Y sin pensárselo dos veces contestó cortésmente y aceptó recibir el correo con los detalles.

— ¡Mamá! —voceó— ¿me haces un Cola Cao?

— No si antes no te duchas. No pienso bajar ahí con la peste que echas —gritó ella desde arriba—.

— Vale, vale. Ahora mismo me ducho, pero después me preparas el Cola Cao y me dejas tranquilo que tengo mucho trabajo que hacer.

Se arrastró por las escaleras, agarrándose bien a la barandilla de madera, se quitó la ropa, la tiró en un cesto que ponía “pa lavar” y se metió en la ducha retorciéndose de placer.

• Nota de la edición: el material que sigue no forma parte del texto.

Issue #1987, opened 2019-02-20
Force users to enter a location and data agreement


adrichey:
Right now, users who have been invited to the platform without going through the registration form do not have to enter a location or adhere to the data agreement when they log in. After speaking with Katie and Ophelie, it is desirable to have all users fill out the data agreement and enter a location for data collection and event/workshop matching purposes.

**Proposed Solution**

We create a route guard on the platform when the user logs in and visits any page.
- If they don’t have a data agreement on file, we reroute them to the data agreement form so that they are forced to agree before they can continue.
  - We display some informational text on the data agreement form that tells them that they need to have the agreement on file before they can continue using the application as normal.
- Once they have a data agreement on file, if they don’t have a city/country on file, we reroute them to the location form so that they are forced to enter a location.
  - We display some informational text on the location form that tells them that they need to have a location on file before they can continue using the application as normal.
- Once they fill out the data agreement enter a location, they can route to other places on the platform as usual.

**Notes**
- The preferred deadline for this is March 20th, with April 1st at latest.
- @ophelieh and @kmorton2017 will provide copy for the message on the location form to the end-users.

**Acceptance Criteria For Testing**

@adrichey will provide testing accounts for these scenarios. Reach out to him before testing.

Scenario 1 - Data agreement missing, location present
1. Log in as a user without a data agreement, but location present (Alan to provide account)
2. Attempt to click links or navigate to different sections of the platform
3. You should be rerouted to the data agreement form and receive a message about why you must agree to the terms
4. Read the data agreement terms and check the agreement checkbox; submit the form
5. Confirm that you can now use the application as normal now that you have a data agreement on file and a location is present

Scenario 2 - Data agreement present, location missing
1. Log in as a user without a location (city and country present), that has agreed to the terms (Alan to provide account)
2. Attempt to click links or navigate to different sections of the platform
3. You should be rerouted to the location form and receive a message about why you must enter a location
4. Enter a location
5. Confirm that you can now use the application as normal now that your location is present

Scenario 3 - Data agreement missing, location missing
1. Log in as a user without a data agreement or location data (Alan to provide account)
2. Attempt to click links or navigate to different sections of the platform
3. You should be rerouted to the data agreement form and receive a message about why you must agree to the terms
4. Read the data agreement terms and check the agreement checkbox; submit the form
5. Attempt to click links or navigate to different sections of the platform
6. You should be rerouted to the location form and receive a message about why you must enter a location
7. Enter a location
[...]

PR #2021, opened 2019-03-04
#1987 Force all student/mentor/judge accounts to have a data agreement and location

adrichey:
Addresses #1987.


app/controllers/data_use_terms_controller.rb
```diff
@@ -0,0 +1,18 @@
+class DataUseTermsController < ApplicationController
```
adrichey: I created this controller to avoid having a hacky work around get introduced into the registration endpoint.

app/javascript/application/index.js
```diff
@@ -0,0 +1,63 @@
+import Vue from 'vue'
```
adrichey: This was moved out of the Webpacker `packs/application.js` file to keep that entry point file cleaner.

app/javascript/data_use_terms/store/actions.js
```diff
@@ -0,0 +1,15 @@
+import actions from 'registration/store/actions';
```
adrichey: Basically just overwriting a single function to keep existing functionality in place that loads in all of our account data in the `registration/initAccount` action in our Vuex store. This hits our new endpoint to update the `terms_agreed_at` status in the database.

app/models/account.rb
```diff
@@ -245,6 +245,8 @@ class Account < ActiveRecord::Base
     end
   }
 
+  after_initialize :populate_terms_agreed_from_signup_attempt
```
adrichey: I chose to implement this `after_initialize` callback instead of a migration as a migration would take around 4 hours to touch every account with missing terms. 😬 I had originally done this work as a migration and then changed my mind once I started running it locally.

adrichey:
@stenington this is _finally_ ready for your review. I know there is a lot going on here. Feel free to reach out if you have any questions. If anything concerns you and you want to do some of it differently, I am open to suggestion. 🙂

config/routes.rb
```diff
@@ -322,6 +322,9 @@
     resources :expertises, only: :index
   end
 
+  get "/account_data/data_use_terms/edit", to: "data_use_terms#edit"
```
stenington: I prefer resources notation for configuring routes because it forces sticking to the Rails conventions, although I recognize that doing that here will take some moving things around. But for example, in Rails you wouldn't POST to `/whatever/edit`, you would PUT or PATCH to `/whatever` to do an update. I'd rather stick to conventions than have to scrutinize code to know which way we're doing it per endpoint.

Do you have a strong preference for doing it this way? Let's discuss and make a decision on how to approach this one.

spec/features/student/create_a_team_spec.rb
```diff
@@ -16,28 +16,31 @@
...
-
-    within(".navigation") { click_link "Create your team" }
-    fill_in "Name", with: "Awesomest Saucesests"
-    click_button I18n.t("views.application.create",
-                        thing: I18n.t("models.team.class_name"))
-
-    team = Team.last
-    expect(current_path).to eq(edit_student_team_location_path(team))
-  end
+  ###
```
stenington: I think probably just delete this test if it's no longer relevant? Otherwise there's an rspec `skip` directive if you want to skip a test until some future date or whatever, but it seems like here we can just remove this one.

app/controllers/concerns/force_data_use_terms_agreement.rb
```diff
@@ -0,0 +1,42 @@
...
+  end
+
+  def no_data_agreement
+    !current_account.terms_agreed?
+  end
+
+  def not_on_data_agreement_form
+    return false if request.xhr?
+
+    begin
```
stenington: What's the scenario where Rails wouldn't be able to recognize the request path or the data use terms edit path? Is it if the user puts in a garbage url or something?

If Rails can't recognize `account_data_data_use_terms_edit_path` then something is very wrong, so maybe that should be outside of the begin block to fail fast.

config/routes.rb
stenington: This page has some useful tables for the routing conventions `resources` follows: https://guides.rubyonrails.org/routing.html#singular-resources

app/controllers/concerns/force_location.rb
```diff
@@ -0,0 +1,45 @@
...
+  def invalid_location
+    !current_account.valid_address? || !current_account.valid_coordinates?
+  end
+
+  def not_on_location_form
+    return false if request.xhr?
+
+    begin
+      original_request_path = Rails.application.routes.recognize_path(request.original_fullpath)
+      location_form_path = Rails.application.routes.recognize_path(
```
stenington: I'm not sure this is right. If all scopes have a location details path, then the same as the comment above applies here and maybe this shouldn't be in the begin/rescue. If not all scopes have a location details path, then I would think by definition they can't be on the location form and this should return true, not false.

app/controllers/data_use_terms_controller.rb
stenington: Makes sense to me!

app/controllers/concerns/force_data_use_terms_agreement.rb
```diff
@@ -0,0 +1,42 @@
...
+    current_account.authenticated? &&
+      current_account.respond_to?("#{current_scope}_profile") &&
+        !!current_account.send("#{current_scope}_profile")
+  end
+
+  def no_data_agreement
+    !current_account.terms_agreed?
+  end
+
+  def not_on_data_agreement_form
```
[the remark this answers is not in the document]
adrichey: Makes sense! I can totally see that. I will get that changed as I am all for reducing cognitive load. 🙂

app/controllers/concerns/force_data_use_terms_agreement.rb
```diff
@@ -0,0 +1,42 @@
...
+    return false if request.xhr?
```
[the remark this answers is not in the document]
adrichey: I like that. Good call.

app/controllers/concerns/force_data_use_terms_agreement.rb
adrichey: It failed for me during a redirect. For some reason it was trying to visit the "/judge/location" path without passing the right parameters, so I think it might need reassessment. I will dive into this a bit more.

app/javascript/data_use_terms/store/actions.js
```diff
@@ -0,0 +1,15 @@
...
+
+export default Object.assign({}, actions, {
+  updateTermsAgreed ({ commit, state }, { termsAgreed }) {
+    commit('termsAgreed', termsAgreed)
+
+    axios.post('/account_data/data_use_terms/edit', {
+      termsAgreed,
+      email: state.email,
+    }).then(({ data: { data: { attributes } } }) => {
+      commit('termsAgreed', attributes.termsAgreed);
```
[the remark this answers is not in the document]
adrichey: Correct. I want to take another pass at this today. I think we may be able to remove the first or second commit here. I will look into this.

config/routes.rb
adrichey: That makes total sense and I am in no way married to the way I am doing things. Convention is better. I can move things around. Not a problem.

spec/features/student/create_a_team_spec.rb
adrichey: I actually meant to remove this after I had updated the other tests and forgot. I will purge it. This was an oversight.

adrichey:
@stenington I have addressed the changes you wanted me to make but hit a wall where I have test failures locally. Basically, anything that uses the location form isn't recognizing the request as an XHR request, so I am going to have to take another crack at the failing tests tomorrow. Everything works without issue in the browser, so I am not sure what is going on here. I will need to look at this again tomorrow with fresh eyes. Maybe I am missing something straightforward here. I pushed up my code in any case.

adrichey:
@stenington This should once again be ready for review. The issue with the tests was that we weren't initializing axios properly. It ended up being a front-end issue so things that should have been sending as XHR requests weren't. We should be good to go now.

app/javascript/config/axios.js
```diff
@@ -9,6 +9,9 @@ window.axios = applyConverters(axios.create())
 document.addEventListener('turbolinks:load', () => {
   const csrfTokenMetaTag = document.querySelector('meta[name="csrf-token"]')
 
+  // Set all axios request to go through as XHR
```
stenington: This isn't really true, is it? Axios requests are XHR without this header, but this header is what Rails checks with `request.xhr?` I think, so this config is more about giving Rails what it wants rather than changing axios (unless I'm understanding axios wrong).

app/controllers/concerns/force_location.rb
```diff
@@ -0,0 +1,49 @@
...
+
+    location_form_path = Rails.application.routes.recognize_path(
+      send("#{current_scope}_location_details_path")
+    )
+
+    original_request_path == location_form_path
+  end
+
+  def ajax_request
+    request.xhr? || request.xml_http_request?
```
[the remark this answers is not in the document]
adrichey: It totally is. I will omit the latter.

app/javascript/config/axios.js
adrichey: You are correct. This is mainly to make Rails happy. Because when this code runs during rspec tests, essentially the the block with the csrf-token is skipped. I am not sure what is going on in the internals of Rspec, but this bit is needed to fix those tests and get axios sending things as XHR and not text/html. So the comment is misleading. I will just remove the comment. I don't want to remove the line, as I think it is a good practice to enforce that header regardless.

adrichey:
@stenington I have tweaked the code a bit for a final pass-through. If you could take another look at it I would appreciate it. :)

app/javascript/config/axios.js
stenington: Oh yeah, 100% agree the header is needed, just thought the comment was a bit off and I can't resist the urge to be pedantic all the time.

Issue #1921, opened 2019-01-09
Add helper text to company drop-down for registration


adrichey:
**Is your feature request related to a problem? Please describe.**
It is not necessarily clear that someone should hit the enter key when using the Company selection drop-down during registration for mentors.

**Describe the solution you'd like**
Add some sort of disclaimer under Company when mentors register so they know to press 'Enter' to validate their company if it isn't in the drop-down list.

Something like: If your company is not part of the options, type the name of your company then press 'Enter'"

**Developer Notes**
Update `vue-select` at the same time while addressing this ticket so that selecting a value on tab works for consistency throughout the application.

ophelieh:
Yay! Thank you for creating a ticket for this @adrichey . :)

Allicolyer:
Hey @adrichey I pulled this into to do.  What do you think?

adrichey:
Thanks for pulling this in. I will get started on it soon.

adrichey:
This is now ready for testing!

KaiLokken:
The new message about adding your company is up and running!

jessicabryan:
I tested it and it works. I'm wondering if we could add the sentence directly below school or company name heading. When you are typing the company name, where it currently is, gets blocked. You can see it from the beginning, but then disappears.

![screen shot 2019-03-07 at 1 55 02 pm](https://user-images.githubusercontent.com/47198665/53992005-a8c75b00-40e0-11e9-8525-349efb43d00a.png)

ophelieh:
Oh that's a good point, Jess. @stenington Do you think you would have time to look at this today? Otherwise, we can wait for Alan to get back. 

Thank you!

PR #2022, opened 2019-03-05
#1999 School/Company Name drop-down improvements

adrichey:
Addresses #1999.

Adding helper text we created in #1921, to the other sign-up areas for judges, mentors, and RAs.


adrichey:
@stenington This is ready for review. It is mostly copy, but I snuck in a test fix for that sporadic Israel test failure. Hopefully this will make it more consistent. I got it to fail twice (in ten runs locally) before adding that `within` block, and it didn't fail on the next ten runs after that fix was put into place locally. It may not solve every failure, but I feel like it strengthened the test a bit in any case.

— Estoy seguro de que el Ahmed ese es un cornudo de cuidado. Bueno, a lo mejor le han quitado una cabra o le han robado el cus cus, vete tú a saber —se dijo a sí mismo—. Sea lo que sea, no pienso hacer nada si no me da un adelanto. Digamos que de unos… hmmmm… veinte euros. Sí, eso es; si no me adelanta veinte euros no pienso moverme de casa, o puede que esa cantidad sea muy poca. ¿Sabes qué macho? no te mereces menos de veinticinco.

Convencido y contento, terminó de ducharse, se secó y se afeitó. Hoy va a ser un día redondo. Como el del anuncio —pensó—. Canturreando, se sentó en la mesa de la cocina y esperó a que su madre le sirviera el Cola Cao.

— Mamáaaaaaa —voceó— Que ya me he duchado.

— ¿Y qué quieres, un premio?

— No estaría mal, —contestó abriendo los ojos con asombro— pero por ahora me conformo con el Cola Cao.

— Háztelo tú que estoy ocupada.

— Mamáaaaaaa… que me tengo que ir a trabajar.

Su madre asomó la cabeza por la puerta de la cocina con un semblante que rebosaba de orgullo.

— ¿De verdad? Ahora mismo te lo preparo y te saco una madalena.

Francisco mojó la deliciosa repostería en su Cola Cao con una satisfacción que nunca antes había experimentado, y eso que todavía no había hecho nada. Degustaba cada sorbo de leche, cada mordisco de madalena y toda idea pajarera que se le pasaba por la cabeza. Ya tenía montada una cadena de agencias de detectives por todo el país, y por qué no, incluso en las ciudades más importantes del extranjero. Su imaginación galopaba, su barbilla se manchaba, y su madre le miraba orgullosa, creyendo que su hijo por fin daría el callo.

“Din don”

El sonido del timbre rompió la magia y tanto Francisco como su madre se sobresaltaron.

— ¿Quién será? —preguntó ella—.

— Sólo hay una manera de averiguarlo Madre, preguntando.

— Anda, que menudo detective estás hecho —se quejó—. Voy a abrir la puerta porque creo que tú no tienes ni la menor intención de hacerlo.

Se levantó, moviendo la cabeza a modo de protesta, y abrió.

— ¿En qué puedo ayudarle?

Un hombre grande, con gafas de sol oscuras, gabardina verde, zapatos lustrados a juego y traje de apariencia caro, saludó cortésmente:

— Buenos días señora. Pregunto por el señor Francisco Valiente Polillas ¿vive aquí?

— Sí, sí, pero ¿por qué busca a mi hijo?

— Le traigo un paquete.

El hombre levantó la bolsa que llevaba y le enseño su contenido.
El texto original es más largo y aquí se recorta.